▶ **Work required**: Among the entries below, how many lines hold the word "theme"? Reply with the number only.

BEGIN Data for this task

PR #2176, opened 2026-03-30
Proper expanded obsidian support via rpc or palette

BlueDrink9:
This was initially based off someone else's obsidian support that I found online, but I can't remember whose, and I don't 
think much of it is left. I extracted and formatted the command list myself, so that will definitely be accurate, but I used GPT5 to adapt the commands into voice commands, modelling it off VSCode where possible. I have reviewed everything and tested several commands, but it is possible that something erroneous has slipped through in that process. I have tested that both command palate and cli interfaces work.

Happy to take feedback on command words


apps/obsidian/obsidian.py
```diff
@@ -14,3 +13,363 @@
...
+
+mod = Module()
+# Expand app detection similar to VSCode to support all OS variants
+mod.apps.obsidian = """
+os: linux
+and app.name: Obsidian
+"""
+mod.apps.obsidian = """
+os: mac
+and app.bundle: md.obsidian
```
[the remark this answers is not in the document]
BlueDrink9: this is how vscode's example does it, I presume talon does something funky under the hood with that setter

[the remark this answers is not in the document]
chdoc: Indeed, this double assignment is documented in the wiki: https://talon.wiki/Customization/Talon%20Framework/apps/

apps/obsidian/obsidian.py
```diff
@@ -14,3 +13,382 @@
 class CodeActions:
     def language():
         return "markdown"
+
+
+ctx = Context()
+ctx.matches = r"""
+app: Obsidian
```
nriley:
```suggestion
app: obsidian
```

apps/obsidian/obsidian.py
```diff
@@ -14,3 +13,382 @@
...
+and app.exe: /^obsidian\.exe$/i
+os: windows
+app.name: Obsidian
+"""
+
+mac_ctx = Context()
+mac_ctx.matches = r"""
+os: mac
+app: vscode
+"""
```
nriley, line 45: Please remove this context and its implementation; it is redundant with vscode.py.

apps/obsidian/obsidian.py
```diff
@@ -14,3 +13,382 @@
...
+        subprocess.run(["obsidian", "command", f"id={command_id}"], timeout=1.0)
+    else:
+        obsidian_palette_command(command_id)
+
+
+def get_command_palette_name(command_id: str) -> str:
+    try:
+        return obsidian_command_names[command_id]
+    except Exception as ex:
+        print(f"ERROR: Could not find obsidian pellet name for command_id {command_id}")
```
nriley:
```suggestion
        print(f"ERROR: Could not find obsidian palette name for command_id {command_id}")
```

apps/obsidian/obsidian.py
```diff
@@ -14,3 +13,382 @@
...
+    "workspace:undo-close-pane": "Undo close tab",
+}
+
+
+def command_uri_or_client_fallback(command_id: str):
+    """If advanced-uri is supported, use it to invoke the command.
+    Otherwise, fall back to the client"""
+
+    if settings.get("user.obsidian_use_cli"):
+        subprocess.run(["obsidian", "command", f"id={command_id}"], timeout=1.0)
```
nriley: Consider using `check_call` or `check_output` depending on how/whether the `obsidian` CLI propagates errors.

apps/obsidian/obsidian.talon
```diff
@@ -1,4 +1,131 @@
...
+fold properties toggle: user.obsidian("editor:toggle-fold-properties")
+line move up: user.obsidian("editor:swap-line-up")
+line move down: user.obsidian("editor:swap-line-down")
+
+# display and theme
+theme switch: user.obsidian("theme:switch")
+theme toggle: user.obsidian("theme:toggle-light-dark")
+zoom in: user.obsidian("window:zoom-in")
+zoom out: user.obsidian("window:zoom-out")
+zoom reset: user.obsidian("window:reset-zoom")
```
nriley: Please use existing `user.zoom_*` actions here.

apps/obsidian/obsidian.talon
```diff
@@ -1,4 +1,131 @@
...
+bold toggle: user.obsidian("editor:toggle-bold")
+italic toggle: user.obsidian("editor:toggle-italics")
+code toggle: user.obsidian("editor:toggle-code")
+blockquote toggle: user.obsidian("editor:toggle-blockquote")
+list bullet toggle: user.obsidian("editor:toggle-bullet-list")
+list number toggle: user.obsidian("editor:toggle-numbered-list")
+checkbox toggle: user.obsidian("editor:toggle-checklist-status")
+line numbers toggle: user.obsidian("editor:toggle-line-numbers")
+readable length toggle: user.obsidian("editor:toggle-readable-line-length")
+spellcheck toggle: user.obsidian("editor:toggle-spellcheck")
```
nriley: Would recommend removing toggle from all/most of these. Users are used to the commands working this way and there's no other option. Also consider removing "list" from "list bullet toggle" too — that's getting to be a really long, awkward command.

apps/obsidian/obsidian.talon
```diff
@@ -1,4 +1,131 @@
...
+    sleep(50ms)
+    insert(user.text or "")
+replace here [<user.text>]:
+    user.obsidian("editor:open-search-replace")
+    sleep(50ms)
+    insert(user.text or "")
+command hunt [<user.text>]:
+    user.obsidian("command-palette:open")
+    sleep(50ms)
+    insert(user.text or "")
```
nriley: The existing please command does this.

apps/obsidian/obsidian.talon
```diff
@@ -1,4 +1,131 @@
...
+note daily: user.obsidian("daily-notes")
+note daily previous: user.obsidian("daily-notes:goto-prev")
+note daily next: user.obsidian("daily-notes:goto-next")
+
+# links and navigation
+link follow | follow this: user.obsidian("editor:follow-link")
+link open: user.obsidian("editor:open-link-in-new-leaf")
+link split: user.obsidian("editor:open-link-in-new-split")
+go back: user.obsidian("app:go-back")
+go forward: user.obsidian("app:go-forward")
```
nriley: Please implement the actions in the user.navigation tag instead.

apps/obsidian/obsidian.talon
```diff
@@ -1,4 +1,131 @@
...
+
+# reading/source toggle
+view toggle: user.obsidian("markdown:toggle-preview")
+bar switch: user.obsidian("app:toggle-left-sidebar")
+panel switch: user.obsidian("app:toggle-right-sidebar")
+ribbon switch: user.obsidian("app:toggle-ribbon")
+
+# window and settings
+window reload | reload it: user.obsidian("app:reload")
+window close: user.obsidian("workspace:close-window")
```
nriley: Please use `app.window_close`.

nriley (changes requested):
From the community backlog session — Overall this looks like it's getting there, but there are many cases where you define a voice command where community already has a corresponding voice command and action. Please go through your voice commands, search community for corresponding words and make changes as appropriate. Thanks!

apps/obsidian/obsidian.py
nriley: Our standard is not to use capitalized words in defining generic app names.

apps/obsidian/obsidian.py
BlueDrink9: oops, left that in when copy-pasting, sorry

apps/obsidian/obsidian.talon
BlueDrink9: from memory this doesn't close the os window, I'll double check what it's actually doing and whether community has an alternative. Thanks for the review!

nriley: If it doesn't close the OS window then it shouldn't use the same voice command. If it does and you can do it more reliably than the existing implementation then please override it for Obsidian. Thanks!

apps/obsidian/obsidian.py
BlueDrink9: Updated to obsidian to make sure that the please command works on mac with key fallback

BlueDrink9:
Ready for fresh review

apps/obsidian/obsidian.py
```diff
@@ -14,3 +14,432 @@
...
+        print(f"Error running obsidian command via cli: {e}")
+        print("Obsidian might not be on PATH?")
+    except subprocess.CalledProcessError as e:
+        # Note: As of at least obsidian version 1.12, the CLI never emits a failure exit code, so none of these will trigger currently, but a future update to obsidian might fix that.
+        print(f"Error running obsidian command via cli: {e.output}")
+        if "Command line interface is not enabled" in e.output:
+            print(
+                "Talon settings say to use the obsidian CLI for obsidian commands, but CLI interface control is disabled in obsidian settings."
+            )
+            print("Please turn it on in Settings > General >Advanced")
```
nriley: Consider using a notification rather than a print statement as not all Talon users leave the log visible.

apps/obsidian/obsidian.py
```diff
@@ -14,3 +14,432 @@
...
+def obsidian_run_cli_command(command_id: str):
+    try:
+        subprocess.check_output(
+            ["obsidian", "command", f"id={command_id}"], timeout=1.0
+        )
+    except OSError as e:
+        print(f"Error running obsidian command via cli: {e}")
+        print("Obsidian might not be on PATH?")
+    except subprocess.CalledProcessError as e:
+        # Note: As of at least obsidian version 1.12, the CLI never emits a failure exit code, so none of these will trigger currently, but a future update to obsidian might fix that.
```
nriley: This comment is a little confusing given you parse the output afterward. Consider clarifying the cases under which the process returns an error code at the moment and may do so in future.

apps/obsidian/obsidian.py
```diff
@@ -14,3 +14,432 @@
...
+
+    if settings.get("user.obsidian_use_cli"):
+        obsidian_run_cli_command(command_id)
+    else:
+        obsidian_palette_command(command_id)
+
+
+def get_command_palette_name(command_id: str) -> str:
+    try:
+        return obsidian_command_names[command_id]
```
nriley, line 306: Consider using `obsidian_command_names.get`.

apps/obsidian/obsidian.py
```diff
@@ -14,3 +14,432 @@
...
+def command_palette(key_fallback: str):
+    if settings.get("user.obsidian_use_cli"):
+        obsidian_run_cli_command("command-palette:open")
+    else:
+        actions.key(key_fallback)
+
+
+@mod.action_class
+class Actions:
+    def command_palette():
```
nriley: You already implement the existing action `user.command_search` so there is no need for a duplicate action.

nriley (changes requested):
From the Community Backlog Session — please focus on duplication regarding the command palette. You have methods and functions named similarly that do different things, and it's not clear if these have overlapping functionality. Thanks!

apps/obsidian/obsidian.py
BlueDrink9: I'll need some help rewording it then. It's as I say: we never get a failure code. But we might in future, so I decided to leave in the parsing work I had already set up, even if current obsidian versions won't ever trigger it

nriley: If there's information on stdout or stderr (even though the return code is 0) then you can still parse it. This is what the return value of subprocess.check_output is. See the documentation; you can also capture stderr if that's where the Obsidian CLI tool is sending this information. Would recommend trying it with shell pipelines/redirection first so it's a bit easier to iterate.

apps/obsidian/obsidian.py
BlueDrink9: Since I need to notify on error, I decided it's cleaner to leave as a try except

apps/obsidian/obsidian.py
```diff
@@ -14,3 +14,448 @@
...
+        # Note: As of at least obsidian version 1.12, the CLI never
+        # emits a failure exit code, so this block won't trigger unless that changes.
+        parse_obsidian_errors(e.output, command_id)
+
+
+def parse_obsidian_errors(message, command_id):
+    if "Command line interface is not enabled" in message:
+        actions.app.notify(
+            """Talon settings say to use the obsidian CLI for obsidian commands, but CLI interface control is disabled in obsidian settings.
+            Please turn it on in Settings > General >Advanced
```
nriley:
```suggestion
            Please turn it on in Settings > General > Advanced
```

apps/obsidian/obsidian.py
```diff
@@ -14,3 +14,448 @@
...
+    except subprocess.CalledProcessError as e:
+        # Note: As of at least obsidian version 1.12, the CLI never
+        # emits a failure exit code, so this block won't trigger unless that changes.
+        parse_obsidian_errors(e.output, command_id)
+
+
+def parse_obsidian_errors(message, command_id):
+    if "Command line interface is not enabled" in message:
+        actions.app.notify(
+            """Talon settings say to use the obsidian CLI for obsidian commands, but CLI interface control is disabled in obsidian settings.
```
nriley:
```suggestion
            """Talon settings say to use the Obsidian CLI for Obsidian commands, but CLI interface control is disabled in Obsidian settings.
```

apps/obsidian/obsidian.py
```diff
@@ -14,3 +14,448 @@
...
+mac_ctx.matches = r"""
+os: mac
+app: obsidian
+"""
+
+mod.setting(
+    "obsidian_use_cli",
+    type=bool,
+    default=False,
+    desc="""Whether to use cli instead of palette to send obsidian commands. Palette (false) will work out of the box but requires the language to be set to english and is slower. cli (true) it requires command line interface to be enabled in the obsidian general options, and requires obsidian to be on the PATH""",
```
nriley:
```suggestion
    desc="""Whether to use the Obsidian CLI instead of palette to send Obsidian commands. Palette (false) will work out of the box but requires the language to be set to English and is slower. CLI (true) requires command line interface to be enabled in the Obsidian general options, and requires Obsidian to be on the PATH""",
```

apps/obsidian/obsidian.py
```diff
@@ -14,3 +14,448 @@
...
+            timeout=1.0,
+            capture_output=True,
+            encoding="utf-8",
+            check=True,
+        )
+        if result.stdout:
+            parse_obsidian_errors(result.stdout, command_id)
+    except OSError as e:
+        actions.app.notify(
+            f"""Error running obsidian command via cli. Obsidian might not be on PATH?
```
nriley:
```suggestion
            f"""Error running Obsidian command via CLI. The obsidian command might not be on your PATH?
```

apps/obsidian/obsidian.py
```diff
@@ -14,3 +14,448 @@
...
+        actions.app.notify(
+            """Talon settings say to use the obsidian CLI for obsidian commands, but CLI interface control is disabled in obsidian settings.
+            Please turn it on in Settings > General >Advanced
+            """
+        )
+        actions.app.notify(f"Falling back to palette command for {command_id}")
+        obsidian_palette_command(command_id, fallback=True)
+    elif re.match('Command "[^"]*"not found', message):
+        actions.app.notify(
+            f"Command '{command_id}' does not seem to be a valid obsidian command"
```
nriley:
```suggestion
            f"Command '{command_id}' does not seem to be a valid Obsidian command."
```

apps/obsidian/obsidian.py
```diff
@@ -14,3 +14,448 @@
...
+    else:
+        obsidian_palette_command(command_id)
+
+
+def get_command_palette_name(command_id: str) -> str:
+    try:
+        return obsidian_command_names[command_id]
+    except KeyError as ex:
+        actions.app.notify(
+            f"ERROR: Could not find obsidian palette name for command_id {command_id}"
```
nriley:
```suggestion
            f"ERROR: Could not find Obsidian palette name for command_id {command_id}"
```

apps/obsidian/obsidian.py
```diff
@@ -14,3 +14,448 @@
...
+
+    def multi_cursor_add_below():
+        actions.user.obsidian("editor:add-cursor-below")
+
+    def multi_cursor_disable():
+        actions.key("escape")
+
+    def multi_cursor_enable():
+        actions.skip()
+
```
nriley:
```suggestion
```
if there is a default action implementation that does not raise an exception, there is no need for this.

apps/obsidian/obsidian.talon
```diff
@@ -1,4 +1,113 @@
...
+file copy full path: user.obsidian("workspace:copy-full-path")
+file copy url: user.obsidian("workspace:copy-url")
+
+# daily notes
+daily open: user.obsidian("daily-notes")
+daily previous: user.obsidian("daily-notes:goto-prev")
+daily next: user.obsidian("daily-notes:goto-next")
+
+# links and navigation
+link follow | follow this: user.obsidian("editor:follow-link")
```
nriley:
```suggestion
follow: user.obsidian("editor:follow-link")
```
other apps just have this as follow.

apps/obsidian/obsidian.talon
```diff
@@ -1,4 +1,113 @@
...
+
+# find and replace helpers (phrase-capable)
+search here [<user.text>]:
+    user.obsidian("editor:open-search")
+    sleep(50ms)
+    insert(user.text or "")
+search all [<user.text>]:
+    user.obsidian("global-search:open")
+    sleep(50ms)
+    insert(user.text or "")
```
nriley:
```suggestion
```
these are duplicates of `hunt this` and `hunt all` for which you have already implemented the corresponding actions. However, there is an inconsistency between your edit.find implementation and `search here` — one contains a sleep and the other one doesn't. Please update your action implementation if the sleep is actually necessary in order to prevent issues with inserting the search text.

apps/obsidian/obsidian.talon
```diff
@@ -1,4 +1,113 @@
...
+replace here [<user.text>]:
+    user.obsidian("editor:open-search-replace")
+    sleep(50ms)
+    insert(user.text or "")
```
nriley: Same as above but with `user.replace`.

apps/obsidian/obsidian.talon
```diff
@@ -1,4 +1,113 @@
...
+
+# folding and movement
+fold all: user.obsidian("editor:fold-all")
+unfold all: user.obsidian("editor:unfold-all")
+fold more: user.obsidian("editor:fold-more")
+fold less: user.obsidian("editor:fold-less")
+fold toggle: user.obsidian("editor:toggle-fold")
+fold properties toggle: user.obsidian("editor:toggle-fold-properties")
+line move up: user.obsidian("editor:swap-line-up")
+line move down: user.obsidian("editor:swap-line-down")
```
nriley: Please implement instead `edit.line_swap_up / edit.line_swap_down`.

nriley (dismissed):
From the Community Backlog Session — we fixed a few things but there's a few more to do. Getting very close. Thanks.

BlueDrink9:
addressed

AndreasArvidsson (approved):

END Data for this task

▶ **Your response**: 3